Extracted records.
PR #4120, opened 2021-05-18
Add manual feature exposure recording

travis79:


components/nimbus/ios/Nimbus/Nimbus.swift
```diff
@@ -48,9 +48,9 @@ private extension Nimbus {
 
 // Glean integration
 internal extension Nimbus {
-    func recordExposure(experimentId: String) {
+    func recordExposure(_ featureId: String) {
         let activeExperiments = getActiveExperiments()
-        if let experiment = activeExperiments.first(where: { $0.slug == experimentId }) {
+        if let experiment = activeExperiments.first(where: { $0.featureIds.contains(featureId) }) {
```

WHAT TO PRODUCE. Word for word, every record must be given again.

ANSWER TO THE EXERCISE.
PR #4120, opened 2021-05-18
Add manual feature exposure recording

travis79:


components/nimbus/ios/Nimbus/Nimbus.swift
```diff
@@ -48,9 +48,9 @@ private extension Nimbus {
 
 // Glean integration
 internal extension Nimbus {
-    func recordExposure(experimentId: String) {
+    func recordExposure(_ featureId: String) {
         let activeExperiments = getActiveExperiments()
-        if let experiment = activeExperiments.first(where: { $0.slug == experimentId }) {
+        if let experiment = activeExperiments.first(where: { $0.featureIds.contains(featureId) }) {
```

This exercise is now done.